▸ **What you will do**
Look for "started" in the listing below. Gather each line that contains it.

▸ **Input data**
PR #1970, opened 2025-07-22
fix: prevent React warnings for unknown event handler properties

ryanburst:
Addresses React warnings about "Unknown event handler property" for ReactPlayer-specific event handlers (onReady, onStart, onPlay, onPause, onEnded, onLoadStart) by filtering them out before passing props to the underlying HTML video element.

The issue was that all props starting with "on" were being passed down to the underlying player component, including ReactPlayer-specific event handlers that don't exist on HTML video elements.

This fix filters out ReactPlayer-specific event handlers while preserving standard HTML video event handlers, eliminating console warnings without breaking functionality.

Added test to verify the fix works correctly.

### DIFF
--- a/src/Player.tsx
+++ b/src/Player.tsx
@@ -71,7 +71,7 @@ const Player: Player = React.forwardRef((props, ref) => {
   // to the underlying HTML video element, which causes React warnings about unknown
   // event handler properties
   const eventProps: Record<string, EventListenerOrEventListenerObject> = {};
-  const reactPlayerEventHandlers = ['onReady', 'onStart', 'onPlay', 'onPause', 'onEnded', 'onLoadStart'];
+  const reactPlayerEventHandlers = ['onReady', 'onStart'];
 
   for (const key in props) {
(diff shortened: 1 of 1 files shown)


src/Player.tsx
```diff
@@ -67,10 +67,14 @@ const Player: Player = React.forwardRef((props, ref) => {
     return null;
   }
 
+  // Filter out ReactPlayer-specific event handlers to prevent them from being passed down
+  // to the underlying HTML video element, which causes React warnings about unknown
+  // event handler properties
   const eventProps: Record<string, EventListenerOrEventListenerObject> = {};
+  const reactPlayerEventHandlers = ['onReady', 'onStart', 'onPlay', 'onPause', 'onEnded', 'onLoadStart'];
```
luwes, line 74:
```suggestion
  const reactPlayerEventHandlers = ['onReady', 'onStart'];
```

`'onPlay', 'onPause', 'onEnded', 'onLoadStart'` are valid HTMLMediaElement events

luwes (approved):
thanks 👍

Issue #37, opened 2021-09-17
[ENHANCEMENT] Add functions to retrieve files from specific mods, or to ignore mods.


MasterEric:
I was going to submit an issue that was like "hey wouldn't it be cool if you could get the original asset without consideration of any mods installed?" but then I found that `PolymodAssetLibrary.getTextDirectly` and `checkDirectly` literally already exist.

After further investigation, this is actually misleading; "without consideration of any modifications" means without merges or appends. It does NOT allow for the user to forcibly ignore mods.

In most general cases, the game client should only need the instance of the file provided by the last mod in the list that replaces it. However, in special cases, new functions would allow for accessing the original, unmodded file, or even accessing the file from a specific mod. My suggestion is the following set of static functions to be added to the Polymod class (since I don't believe we can modify the method signature of the existing Lime calls):

* `listDirectly(type:PolymodAssetType, modId:String = ""):Array<String>` would list all files of the given asset type. If a value is provided for modId, it would list the files provided by that specific mod. If no value is provided, it will list the asset files only from the fallback libraries, while ignoring mods.
* `getTextDirectly(id:String,PolymodAssetType, modId:String = ""):String` would retrieve the file contents as a string; if a specific modId is specified, the file will be fetched from that, and if no modId is specified, the original unmodified file will be used. 
* `getBytesDirectly(id:String,PolymodAssetType, modId:String = ""):Bytes` is similar to getTextDirectly but it returns bytes.
* `listModsOnFile(id:String)` would list each mod that replaces a file, in mod-load order; thus, the last mod in the list is the mod which is currently providing the file.

MasterEric:
Moved to MasterEric/Polymod#10

Starmapo:
Has any work been started on this yet? If not then I'd be willing to make a PR for it, cause honestly it's the only thing missing from this library that would fully convince me to use it.

EliteMasterEric:
No work has started on this, feel free to look into this if you like.

EliteMasterEric:
The ability to directly retrieve a modded asset from a specific mod, the ability to list assets from a specific mod, and the ability to retrieve/list assets with mods excluded is one of my top most wanted features for Polymod right now.

Starexify:
Id say this should be made alongside a modid system, to use a modid for retrieving files from another mod instead of folder names which can be easily changed by the user when downloading the mod 
(Same should be done with dependencies)

EliteMasterEric:
[...]

PR #330, opened 2026-02-05
[FEATURE] Allow ModMetadata to have an `id` field

Starexify:
This PR adds aims to replace the mod ID system to allow custom IDs for mods instead.
It won't break mods that don't have an `id` field in their metadata, nor their dependencies, because if the id is empty it will default to the directory name like it was in the old behavior. 

> [!IMPORTANT]
> If this PR is accepted, games like Friday Night Funkin' that use the polymod framework should change from `meta.id` to `meta.dirName` when loading mods.

### Old Problem
With the old system mods could ship zips with different names other than the dependency name other mods are using, for example if the dependent mod's metadata had:
```json
{
  "dependencies": {
    "Mod": "0.0.0"
  }
}
```

Polymod would check for the folder name `Mod`, but a user, the modder or some platform could ship the mod folder name differently like `Mod-main` or `Mod-b010349` instead inside the archive, and some people extract archives without the archive's name and then need to create one for the mod and then extract the contents there.

### New Problem
A mod id can be used between multiple mods, so a conflict check should be added in the environment that loads mods. But the chance of that happening is very low.

### Extra
This PR also adds a new function in `FileSystem` named `getMetadataById(modId:String)`, which allows the recieving of metadatas based on the ID of a mod. Also renames the `getMetadata(modId:String)` to `getMetadataByDir(dir:String)`. **(only for SysFileSystem at the moment!)**

image

### DIFF
--- a/polymod/Polymod.hx
+++ b/polymod/Polymod.hx
@@ -253,15 +253,15 @@ class Polymod
     {
       if (dirs[i] != null)
       {
-        var modId = dirs[i];
-        var meta:ModMetadata = fileSystem.getMetadata(modId);
+        var dir = dirs[i];
+        var meta:ModMetadata = fileSystem.getMetadataByDir(dir);
 
         if (meta != null)
         {
           if (!VersionUtil.match(meta.apiVersion, params.apiVersionRule))
           {
             error(MOD_API_VERSION_MISMATCH,
-              'Mod "${modId}" was built for incompatible API version ${meta.apiVersion.toString()}, expected "${params.apiVersionRule.toString()}"', INIT);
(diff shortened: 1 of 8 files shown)


TechnikTil (approved):
yes, i need this.

Starexify:
Will mention in comments that #37 should benefit from a better modId system like this if the assets will be inside `modIds` instead of simply like: `assets/dir/script.hxc` to be `assets/modId/script.hxc`.
But not very sure about this approach, would need more thoughts on this

requazar (approved):

Trofem (approved):
I feel kinda id-less

AbnormalPoof:
It's time.

AbnormalPoof (approved):
Dude it's so fucking peak

Image

PR #332, opened 2026-02-07
[FEATURE] Add support for `import.hxc` files

KoloInDaCrib:
Closes https://github.com/FunkinCrew/polymod/issues/329

This PR adds support for `import.hxc` files that add imports and usings to the modules (not to be confused with FNF Modules) that have the same or a child package. This does not add imports and usings based on the folder the scripts are in, considering scripts can be placed anywhere in a mod and have their modules loaded.

image
image

### DIFF
--- a/polymod/hscript/_internal/PolymodInterpEx.hx
+++ b/polymod/hscript/_internal/PolymodInterpEx.hx
@@ -267,6 +267,10 @@ class PolymodInterpEx extends Interp
     // Clear the script class descriptors.
     _scriptClassDescriptors.clear();
 
+    // Also clear the imports from the import.hx files.
+    _scriptClassImports.clear();
+    _scriptClassUsings.clear();
+
     // Also destroy local variable scope.
     this.resetVariables();
   }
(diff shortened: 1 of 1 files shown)


Starexify:
So checklist:
1. What if the `import.hxc` is loaded AFTER the hxc scripts were initialized, would it work ?
2. Does it use the `package` from the `import.hxc` to determine what scripts have the default imports ? (in haxe you cant do that, i'd do it using the folder location but I guess this works with the way polymod handles packages aswell)
3. Does having a file named `class-import.hxc` see it as an `import.hxc` file?
4. Do aliases work ?

KoloInDaCrib:
> So checklist:
> 
> 1. What if the `import.hxc` is loaded AFTER the hxc scripts were initialized, would it work ?
> 2. Does it use the `package` from the `import.hxc` to determine the package it should go in ? (in haxe you cant do that, i'd do it using the folder location but I guess this works with the way polymod handles packages aswell)
> 3. Does having a file named `class-import.hxc` see it as an `import.hxc` file?
> 4. Do aliases work ?

1. Imports from both scripted classes and now import.hxc are validated after all scripts are loading, hence the code is in `validateImports`
2. Yes, it uses packages. I didn't want to use folder locations because you can put scripts anywhere, as opposed to being limited to putting .hx files in the source folder of haxe projects.
3. No.
4. Yes.

Starexify (approved):

AbnormalPoof (approved):
works great

PR #335, opened 2026-02-08
[FIX] Properly account for property access from outside the class

### LINKED ISSUE #308: Getters and Setters function inconsistently compared to real Haxe
I was working on an Alphabet class for a mod in FNF, and with the recent ability to extend scripted classes I thought it'd be a good time to split typed text to its own class. 

There is a variable "text" in the base class which has an associated `set_` function to reset a few things, but the typed text would require a few extra things reset as well. I found out though that the overriden `set_text` function doesn't seem to called at all in the typed text's class, so I looked a little bit into it.

With the code below, running it through hscript will only show 4 traces, but running it in the Try Haxe site will show all 8 expected traces.

Image

Image

https://try.haxe.org/#75f780f4

```haxe
class TestPlayground
{
    // call this from somewhere else
    static function main():Void
    {
        trace("--TestThing--");
		var thing:TestThing = new TestThing();
		var getvalue:Int = thing.test;
		thing.test = 10;

        trace("--TestThing2--");
		var thing2:TestThing2 = new TestThing2();
		var getvalue2:Int = thing2.test;
		thing2.test = 100;
    }
}

class TestThing
{
	@:isVar
	public var test(get, set):Int = 0;

	public function new():Void {}

	function get_test():Int
    {
		trace("get_test");
		return test;
	}

	function set_test(value:Int):Int
    {
		trace("set_test");
		test = value;
		return value;
	}
}

class TestThing2 extends TestThing
{
	override function get_test():Int
    {
		trace("- get_test #2");
		return super.get_test();
	}

	override function set_test(value:Int):Int
    {
		trace("- set_test #2");
		return super.set_test(value);
	}

	public function new():Void
    {
		super();
	}
}
```

NotHyper-474:
Closes #308 

Fixes accessing a variable of a class, from another class, not accounting for properties correctly.
There's repro code in the linked issue.

### DIFF
--- a/polymod/hscript/_internal/PolymodAbstractScriptClass.hx
+++ b/polymod/hscript/_internal/PolymodAbstractScriptClass.hx
@@ -29,7 +29,7 @@ abstract PolymodAbstractScriptClass(PolymodScriptClass) from PolymodScriptClass
         }
         else if (this.findVar(name) != null)
         {
-          var v = this.findVar(name);
+          var v = this.findVar(name, true);
 
           @:privateAccess
           switch (v.get)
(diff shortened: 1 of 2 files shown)


NotHyper-474:
Before I forget it, merging this will cause a crash on Freeplay when the BF cartoon cycle starts since the script tries to modify a scripted final (which should not be allowed), and this PR accidentally fixes that never giving an error. The BF DJ code has to be changed to account for this.

AbnormalPoof (approved):
Tested with the repro code in the issue, works great!

PR #343, opened 2026-02-10
Fix persistence of named local functions

NotHyper-474:
Fixes https://github.com/FunkinCrew/polymod/issues/322

This came from the original Interp code, which never really had a class design in mind.


NotHyper-474:
Superseded by https://github.com/FunkinCrew/polymod/pull/342 (I had made the same fix there and forgot to remove it :EricWhoopsie:)

PR #344, opened 2026-02-11
[REFACTOR] Fold `PolymodExprEx` into `Expr`

NotHyper-474:
Removes `PolymodExprEx` and `PolymodPrinterEx`, then merges the former's code into `Expr` while also changing the code to account for the changes. This unifies the error handling for `ErrorEx` and `Error`, resulting in way cleaner and less repetitive code.

From my little bit of testing, the only functional change this has is that now some error messages don't display `hscriptClass(path/to/file.hxc):676: Error Message` anymore, which I suppose is fine since `PolymodScriptClass.reportError`, albeit not including the file of origin, still includes the class name, function name, and line number.


EliteMasterEric (approved):
Great refactor, big improvement to the codebase, Funkin' builds and doesn't break scripts.

PR #345, opened 2026-02-12
Fix another compiler error when `hscriptPos` is not defined

NotHyper-474:
> [!NOTE]
> This PR will not fully solve the error because the fix from https://github.com/FunkinCrew/polymod/pull/314 went to `experimental-abstracts` instead, and I don't wanna apply the fix that was already done there.

It is important to know that `Expr` changes depending of if `hscriptPos` is enabled; this PR fixes a function not accounting for that.

P.S: This file needs another reformat :obese_cat:


Starexify:
Oh forgot to format that to Allman style my bad 😬
also didn't think about `hscriptPos` since I dont use it and not sure what it does uf

PR #347, opened 2026-02-17
Fix a couple of issues in the changelog entries

NotHyper-474:
> [!NOTE]
> PR based on `experimental-abstracts` since a new changelog commit went there as well. 

- Fixes a contributor not being properly credited.
- Moves the denotion of `PolymodConfig.caseInsensitiveZipLoading` to the sub-entry of the PR that was actually responsible for adding it.


Hundrec:
Actually I'll just merge it myself I love changelogs

PR #349, opened 2026-02-17
[ENHANCEMENT] Add `scriptInit` and `listScriptClasses` to every script class

KoloInDaCrib:
Since scripted classes can extend each other now, it is a no-brainer to add functions from normal script class bases into scripted classes.
I initially wanted to add onto the staticFields array when initializing a class, however I couldn't figure out how to convert the functions into `hscript.Expr` blocks without using a different interpreter for them, as I would need some of Polymod's classes which are normally blacklisted.

image

### DIFF
--- a/polymod/hscript/_internal/PolymodInterpEx.hx
+++ b/polymod/hscript/_internal/PolymodInterpEx.hx
@@ -1723,6 +1723,50 @@ class PolymodInterpEx extends Interp
    */
   public function callScriptClassStaticFunction(clsName:String, fnName:String, args:Array<Dynamic> = null):Dynamic
   {
+    // For functions listScriptClasses and scriptInit, we want to return the needed values without much checking.
+    if (fnName == "listScriptClasses")
+    {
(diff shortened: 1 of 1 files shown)


EliteMasterEric:
Oh I see, you're looking to dynamically instantiate scripts from ANOTHER script! I was going to suggest using the `constructor` but this is a different thing.

As for the actual implementation, this could probably be handled using a single `Map<String, Function>`, I could see a bug happening where a function gets added in one place and not the other, causing issues.

AbnormalPoof (commented):
I'm not sure if this is correct, but the code for `scriptInit` could imply that you can instantiate ANY class instead of only ones that extend said class.

KoloInDaCrib:
> I'm not sure if this is correct, but the code for `scriptInit` could imply that you can instantiate ANY class instead of only ones that extend said class.

This is true, as the code for this PR was taken directly from how `scriptInit` is handled by the script class bases. The only difference between the two is that the script class bases force a return type.
image

AbnormalPoof (approved):
Works great!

▸ **Answer to this exercise**
Has any work been started on this yet? If not then I'd be willing to make a PR for it, cause honestly it's the only thing missing from this library that would fully convince me to use it.
No work has started on this, feel free to look into this if you like.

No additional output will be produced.